### DATA RECORDS

PR #118, opened 2024-10-11
V3: Made RPC more Nodejs specific

alshdavid:
Previously, rpc was one struct with all the methods plugins use on it.

This PR changes the rpc system so the rpc worker returns plugins directly allowing each plugin to handle its calls individually.

The new interface looks like this;

```rust
pub trait RpcFactory: Send + Sync {
  fn start(&self) -> anyhow::Result<Arc<dyn RpcWorker>>;
}

pub trait RpcWorker: Send + Sync {
  fn create_bundler(&self, ctx: &PluginContext, plugin: &PluginNode) -> anyhow::Result<Box<dyn BundlerPlugin>>;
  fn create_compressor(&self, ctx: &PluginContext, plugin: &PluginNode) -> anyhow::Result<Box<dyn CompressorPlugin>>;
  // ...
}
```

This allows Nodejs+ plugins to be more closely associated with their bindings. This helps with re-mapping the Rust types from the `atlaspack` crate before sending them into JavaScript land


crates/atlaspack_plugin_rpc/src/nodejs/plugins/nodejs_rpc_resolver.rs
```diff
@@ -0,0 +1,97 @@
...
+
+#[derive(Clone, Debug, Deserialize, Serialize)]
+#[serde(rename_all = "camelCase")]
+pub struct RunResolverResolve {
+  pub key: String,
+  pub dependency: Dependency,
+  pub specifier: String,
+  pub pipeline: Option<String>,
+  pub project_root: PathBuf,
+}
```
alshdavid, line 97: Now the types for the plugin can sit next to the plugin ^

crates/atlaspack_plugin_rpc/src/nodejs/rpc/nodejs_rpc_worker.rs
alshdavid, line 1: I haven't implemented it here but if we use channels to send types to the Nodejs workers rather than `ThreadSafeFunction`, we can avoid the bindings here and also simplify the worker bootstrap logic. 

It would also allow workers to be bootstrapped lazily, right now the build is blocked until they are initialized (minor, +100ms to a build)

crates/atlaspack_plugin_rpc/src/testing.rs
alshdavid, line 1: Could not use automock here so I wrote a manual mock

crates/atlaspack_plugin_rpc/src/testing.rs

######

▶ _YOUR ASSIGNMENT_: When you output the entries, keep every line exactly as it appears above.

▶ _ANSWER AREA_:
PR #118, opened 2024-10-11
V3: Made RPC more Nodejs specific

alshdavid:
Previously, rpc was one struct with all the methods plugins use on it.

This PR changes the rpc system so the rpc worker returns plugins directly allowing each plugin to handle its calls individually.

The new interface looks like this;

```rust
pub trait RpcFactory: Send + Sync {
  fn start(&self) -> anyhow::Result<Arc<dyn RpcWorker>>;
}

pub trait RpcWorker: Send + Sync {
  fn create_bundler(&self, ctx: &PluginContext, plugin: &PluginNode) -> anyhow::Result<Box<dyn BundlerPlugin>>;
  fn create_compressor(&self, ctx: &PluginContext, plugin: &PluginNode) -> anyhow::Result<Box<dyn CompressorPlugin>>;
  // ...
}
```

This allows Nodejs+ plugins to be more closely associated with their bindings. This helps with re-mapping the Rust types from the `atlaspack` crate before sending them into JavaScript land


crates/atlaspack_plugin_rpc/src/nodejs/plugins/nodejs_rpc_resolver.rs
```diff
@@ -0,0 +1,97 @@
...
+
+#[derive(Clone, Debug, Deserialize, Serialize)]
+#[serde(rename_all = "camelCase")]
+pub struct RunResolverResolve {
+  pub key: String,
+  pub dependency: Dependency,
+  pub specifier: String,
+  pub pipeline: Option<String>,
+  pub project_root: PathBuf,
+}
```
alshdavid, line 97: Now the types for the plugin can sit next to the plugin ^

crates/atlaspack_plugin_rpc/src/nodejs/rpc/nodejs_rpc_worker.rs
alshdavid, line 1: I haven't implemented it here but if we use channels to send types to the Nodejs workers rather than `ThreadSafeFunction`, we can avoid the bindings here and also simplify the worker bootstrap logic. 

It would also allow workers to be bootstrapped lazily, right now the build is blocked until they are initialized (minor, +100ms to a build)

crates/atlaspack_plugin_rpc/src/testing.rs
alshdavid, line 1: Could not use automock here so I wrote a manual mock

crates/atlaspack_plugin_rpc/src/testing.rs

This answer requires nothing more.